Issue #557, opened 2026-09-07
refactor(archives): consolidate backends and share extraction state


ogarza:
### Problem or use case

Archive operations currently live in `src/adapters/local_operations/archive.rs`, using separate `zip`, `tar`/`flate2`, and `sevenz-rust2` backends. Although destination handling and name resolution are shared, each extraction path repeats member processing, progress, cancellation, cleanup, and result tracking. This increases maintenance effort and makes behavior across formats harder to keep consistent.

### Proposed solution

Deliver this in three separately reviewed PRs:

1. **Shared extraction session — #562:** centralize destination safety, conflict naming, progress, cancellation, partial-file cleanup, and result reporting. Organize archive modules by responsibility without changing decoder libraries.
2. **Decoder evaluation:** compare libarchive, maintained Rust alternatives, and retaining the current libraries. Evaluate format/encryption compatibility, streaming, cancellation, maintenance, licensing, and packaging before choosing an approach.
3. **Sandboxed decoding:** isolate decoders in a helper with read-only archive access, no network or destination access, and bounded IPC to the parent-owned extraction session. Build on Strata’s bubblewrap approach, with archive-specific resource/output limits, cancellation/timeout cleanup, and fail-closed behavior.

Preserve traversal/symlink protections, browser integration, and supported capabilities throughout. Review compression separately where backend capabilities differ. The goal is a smaller, consistent archive layer—not a UI redesign; implementation details belong in the respective PRs.

### Alternatives considered

Use libarchive for broad format support, adopt a higher-level Rust archive library, or retain the existing libraries while consolidating extraction bookkeeping. A separate extraction backend and compression writers may be appropriate if needed for compatibility. Sandboxing does not depend on replacing the current decoders.

### Visual examples

N/A — internal refactor.

### Additional context

Related: #434 (invalid-archive errors), #479 (extraction limits). A backend change alone does not resolve these policy concerns. Keep this issue open through the follow-up work.

wmfeht:
Combining this with #479

l0gicgate:
[...]

PR #562, opened 2026-09-07
refactor(archives): share extraction state across decoders

ogarza:
## Description

Introduce a per-operation `ExtractionSession` shared by the existing ZIP, TAR/gzip, and 7z decoders. It centralizes member processing, conflict resolution, progress, cancellation, cleanup, and outcomes without changing decoder libraries.

Separate archive coordination, compression, destination safety, and decoding into focused modules with adjacent tests. Compression and confined filesystem-write helpers are mechanical moves; name mapping is shared with pending-result reporting. Add regression coverage for the shared session and format compatibility.

This is PR 1 of 3: shared extraction session, decoder evaluation, then sandboxed decoding. The latter two remain separately reviewed follow-ups.

### Review follow-up

Fix two inherited cancellation-reporting bugs: completed files now report their actual conflict-renamed destinations, and 7z tracks individual header entries rather than filename suffixes or assumed callback order. Decoders supply pending names; the session validates and maps them without filesystem probes, name reservations, or scanning unread TAR contents.

Legacy TAR-name conversion and link-flattening limitations are documented, not changed. Buffer optimization remains deferred pending measurement; no decoder trait hierarchy was added.

### Why the diff grows

Including the review fixes, the net increase of **911 lines** comes from **922 additional test/fixture lines**, **24 documentation lines**, and **35 fewer production-file lines**. Excluding blank lines and line comments, production grows by 36 lines: module imports add 44 lines, while the remaining non-comment lines shrink by 8.

The gain is centralized extraction policy and focused tests, not library consolidation yet. Existing format libraries remain deliberately in place. A future backend such as libarchive may reduce that glue, but the shared session remains necessary for Strata-specific destination safety, conflicts, cancellation, and cleanup.

## Visual evidence

N/A — internal refactor with no intended visual changes.

## How to test

1. In a temporary folder, create a source directory containing nested files, an empty file, and an empty directory. Use Strata to compress it as ZIP, 7z, TAR, and TAR.GZ; also try password-protected ZIP and 7z.
2. Extract each archive twice into its own destination, supplying the password when prompted.
3. With a sufficiently large archive, cancel extraction while it is running and inspect the destination after the operation stops.

**Expected result:** Contents and empty entries are preserved, repeat extraction uses a consistently renamed top-level directory without overwriting earlier contents, and cancellation retains completed files while removing the interrupted partial file. Existing password prompts and progress behavior remain intact.

## Related issue

Refs #557. Leave open for the decoder evaluation and sandboxing PRs.


ogarza:
Owner-reported verification: the manual archive smoke test passed for bdc8a09, before the latest upstream-main synchronization.

l0gicgate:
## Isolated code review — `f0dac39`

**Overall: good architectural direction.** Centralizing extraction policy while keeping decoder replacement separate makes this easier to verify. I found no newly introduced merge-blocking regression.

### Reproduced findings

Both issues below are **inherited from the previous implementation**, not regressions introduced by this PR. Two temporary review tests reproduced them; they are suitable focused fixes or follow-ups.

1. **7z cancellation can omit pending entries** — [`decoders.rs:53–69`](https://github.com/lgse/strata/blob/f0dac390be66b6f1b3ef00a7ebef069af8a7ddfa/src/adapters/local_operations/archive/decoders.rs#L53-L69)

   `sevenz_locations_from` assumes callback order matches header order. `sevenz-rust2` processes streamed entries before a separate pass over streamless entries. With a directory followed by a populated file in the archive, cancelling before extraction reports only the file as pending, omitting the directory.

   **Recommendation:** track processed members using stable identities rather than a filename-based suffix of the header list. Filename matching also becomes ambiguous for duplicate names. Add cancellation coverage mixing directories, empty files, and populated files.

2. **Completed outcomes can report the wrong destination** — [`extraction.rs:104–121`](https://github.com/lgse/strata/blob/f0dac390be66b6f1b3ef00a7ebef069af8a7ddfa/src/adapters/local_operations/archive/extraction.rs#L104-L121)

   `create_file` returns the actual `created` path, but successful completion records `outpath`. Processing two members named `same.txt` creates `same.txt` and `same (2).txt`; cancelling afterward reports `same.txt` twice in `completed`.

   **Recommendation:** record `created` for files and add duplicate-member outcome coverage.

### Abstraction and library usage

- The main split is sound: decoders enumerate/lend streams; the session owns extraction policy; destination helpers own confined filesystem operations. Replacing the 7z `RefCell` bookkeeping with a mutable session fits the library's `FnMut` API well. No additional decoder trait hierarchy seems necessary yet.
- **Tighten cancellation ownership:** decoders still construct destination `Location`s. Prefer supplying pending member identities/names and letting the session consistently handle validation, rename mapping, and destination reporting. The current helpers duplicate that policy differently across formats.
- Before freezing the backend contract, reconsider `&str` plus `Directory/File`: TAR names undergo lossy conversion, and non-directory entry types, including links, are flattened into files. These are existing limitations, but the abstraction should make them explicit rather than conceal them.
- Streaming through `Read`, including solid 7z streams, is appropriate. Keeping writes under Strata's control instead of using convenience `extract`/`unpack` APIs preserves its destination policy. `rustix` descriptor-relative operations and `tempfile` staging remain justified. Library replacement should stay in the separately planned compatibility/packaging evaluation.

### Optimization

The clearest candidate is **reusing the 1 MiB copy buffer per operation**: [`archive.rs:408`](https://github.com/lgse/strata/blob/f0dac390be66b6f1b3ef00a7ebef069af8a7ddfa/src/adapters/local_operations/archive.rs#L408) allocates and initializes it for every file, including empty files. Benchmark many-small-file archives before claiming a performance gain. Optimizing away `&mut dyn Read` is unlikely to be worthwhile beside decoding and filesystem I/O.

### Review validation

Formatting, Clippy, and all **42 archive tests passed** under private Xvfb. The two additional probes reproduced the findings above and were removed afterward. Full-suite/E2E validation was not run for this review. Review was performed in a detached worktree; no production changes were made.

ogarza:
Addressed the review in two focused follow-up commits:

- 8ca48c5: completed file outcomes record the actual created path. Regression coverage includes duplicate members at the root and inside a conflict-renamed directory.
- 656b59e: 7z cancellation tracks header-entry identities independently of duplicate names and callback order. Deterministic tests cover cancellation before extraction and during copying, with mixed streamed/streamless entries in solid and non-solid archives. Pending names now pass through session-owned validation and known rename mapping; reporting neither probes/reserves destinations nor scans unread TAR contents.

Both reported bugs were reproduced with failing regression tests before fixing them. The filename/entry-type boundary is explicitly documented as provisional: native-name and link semantics remain for the decoder compatibility evaluation. Buffer reuse remains a separate measured optimization, and there is no new decoder trait hierarchy.

The PR description and diff-size explanation have been updated. The earlier owner-reported smoke test predates these follow-up commits.

wmfeht (approved):

wmfeht:
## QA / verification pass (post-merge)

**Ref used:** detached `656b59e15960d8567acd09418d79c90e654d3a51` (PR head via `starting_ref`). Did **not** use merge commit `231c8f8` / current `origin/main` (local `origin/main` on this snapshot is still `2001656` / v0.13.0).

**Environment:** Cursor Cloud Agent VM, Ubuntu 24.04.4, GTK 4.14.5, rustc 1.98.1, 4 CPUs / 15 GiB. GTK and E2E ran on private Xvfb (not the Cloud Agent `DISPLAY=:1` desktop). Docker e2e used the host-network wrapper required on this VM (`bridge: none`).

No follow-up PR. Prefer reporting; none of the issues below are a clear one-line production fix I would land as a draft without more isolation.

---

### 1. `./scripts/check.sh` — **fail** (exit 101)

`cargo fmt`, `cargo check`, and `cargo clippy --all-targets --all-features -- -D warnings` succeeded. `cargo test` (script unsets `DISPLAY`/`WAYLAND_DISPLAY` as designed):

- **1017 passed**, **1 failed**, **19 ignored** in 247.76s
- Failure: `sandbox::tests::running_thumbnail_process_trees_are_stopped_on_timeout_and_cancellation`
  - panic: `thumbnail provider descendant did not start` (`src/sandbox/tests.rs`)
  - Unrelated to archives. Isolated retries **passed twice** (`exit 0`, ~2.4s each).
  - Full-suite log is noisy with leftover `writer: cannot create /tmp/strata-preview-…/timeout-marker` after the panic.
- `cargo-deny` / `typos` **not reached** (`set -e` after the test failure). They are also not installed on this image.

### 2. E2E

**Canonical gate** `PATH=/tmp/docker-hostnet:$PATH ./scripts/e2e.sh`:

- **1 failed, 335 passed** in 446.31s (0:07:26)
- Failure: `tests/e2e/scenarios/test_marquee_scrolling.py::test_scrolling_extends_marquee_without_losing_earlier_files[edge-icons]` (`TreeTimeout` waiting for marquee to reach `060.txt`). Unrelated to archives; overlapped a native archive UX run on the same 4 CPUs.
- **Retry (serial, container):** same test **passed** (`1 passed, 5 deselected` in 13.83s).

**Archive dialog scenarios** (container, serial):

```text
./scripts/e2e.sh -n 0 tests/e2e/scenarios/test_dialogs_and_menus.py -k "compress or extract"
# 3 passed, 14 deselected in 9.97s  (exit 0)
```

Covers ZIP compress via Enter, invalid `../escape` name, and Extract to….

**Native archive unit/UI tests** under private Xvfb:

```text
xvfb-run -a env -u WAYLAND_DISPLAY GDK_BACKEND=x11 GTK_A11Y=none NO_AT_BRIDGE=1 STRATA_REQUIRE_GTK_TESTS=1 \
  cargo test --all-features --bin strata adapters::local_operations::archive
# 48 passed

cargo test … ui::browser::archive     # 2 passed
cargo test … ui::browser::context_menu  # 13 passed (includes Extract here / Extract to… menu cases)
```

Skipped: `./scripts/e2e-native.sh` as a substitute for the full container gate (ran native only for extra archive UX).

### 3. Manual compress / decompress (Strata UI on private Xvfb + AT-SPI harness)

Drove the real `target/debug/strata` binary the same way e2e does.

| Scenario | Result |
| --- | --- |
| Nested folder (`payload/` + empty dir + empty file + nested file) → ZIP | Pass — `bundle-zip.zip` created (699 B in one run) |
| Extract to… into a new folder | Pass — top-level `payload/` restored; UI **navigates into the destination** (documented `pending_navigate`) |
| Extract here with existing `payload/` | Pass — creates `payload (2)`, original untouched |
| Multi-file ZIP (`readme.md` + `todo.txt`) → Extract to… | Pass — `pair-out/` contains both files |
| Empty folder ZIP | Pass — `empty-dir.zip`; extract preserves empty `archive/` |
| Compress collision | Pass — “File already exists” / Replace for `replace-me.zip` |
| Password-protected ZIP | Partial — compress dialog + Extract password prompt appear; one run did not find `payload/item.txt` after submitting the password |
| ZIP / 7Z / TAR / TAR.GZ UI roundtrip | Incomplete — harness clicks on format toggles did not leave a focused name field; recording stayed on ZIP |
| Cancel mid-extract (~16×4 MiB stored JPEG ZIP, progress ~12/17) | **Did not interrupt** — destination still had all 16 files |
| Password 7z / TAR UI | Not completed in UI (see format-toggle note). Decoder unit tests cover all four formats + passwords |

Worker-level cancellation (`cancelling_extraction_waits_for_the_worker_and_reports_incomplete_output` and the 7z identity tests) **passed**. The gap is UI cancel vs a fast extract, not the session policy tests added in this PR.

### Ranked findings

1. **P2 — Extract Cancel may not stop remaining members in the UI.** Repro: compress a bulky folder (~64 MiB stored ZIP, 16 files), Extract to…, wait for dialog `Working`, click `Cancel` around 12/17. After idle, all 16 files were present; no leftover `*.part`. Same mechanism (`LoadHandle` drop) works in the unit test when cancellation is requested at `ArchiveStarted`. Worth a dedicated UI e2e that asserts an incomplete destination (slow 7z or many members).
2. **P3 — Extract password dialog focus / AT-SPI.** Prompt title `Extract` / `secret-zip.zip` appears after encrypted ZIP extract-without-password (good). The field is `password text` and was **not** `focused` in the dump, so the shared e2e `editable_field()` helper (role `text` + focused) times out. Code calls `grab_focus()`; may be a11y-only.
3. **P3 / harness — Compress format segmented control.** Clicking `7Z` / `TAR.GZ` / `TAR` in the harness moved focus off the name field; the recording appeared to keep `ZIP` selected. Existing e2e only submits ZIP. Not confirmed as a pointer/GTK bug vs AT-SPI. Decoder tests already round-trip ZIP, 7z, TAR, TAR.GZ (plain + password where supported).
4. **Flakes, not this PR:** `check.sh` sandbox thumbnail spawn; container marquee `[edge-icons]` (passed on retry).

### Expected UX (not bugs)

- Extract to… navigates into the destination when the operation completes, so a second extract of the same archive requires returning to the parent.
- Repeat extract into a folder that already has the top-level member uses `name (2)` rather than overwrite — matches the PR test plan.

Refs #557.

• **Work item**
The lines from the start of the entries above through the line containing "2. **Decoder evaluation:**" are the ones to return, please; copy them exactly and include both ends.

• **Answer space**
Issue #557, opened 2026-09-07
refactor(archives): consolidate backends and share extraction state


ogarza:
### Problem or use case

Archive operations currently live in `src/adapters/local_operations/archive.rs`, using separate `zip`, `tar`/`flate2`, and `sevenz-rust2` backends. Although destination handling and name resolution are shared, each extraction path repeats member processing, progress, cancellation, cleanup, and result tracking. This increases maintenance effort and makes behavior across formats harder to keep consistent.

### Proposed solution

Deliver this in three separately reviewed PRs:

1. **Shared extraction session — #562:** centralize destination safety, conflict naming, progress, cancellation, partial-file cleanup, and result reporting. Organize archive modules by responsibility without changing decoder libraries.
2. **Decoder evaluation:** compare libarchive, maintained Rust alternatives, and retaining the current libraries. Evaluate format/encryption compatibility, streaming, cancellation, maintenance, licensing, and packaging before choosing an approach.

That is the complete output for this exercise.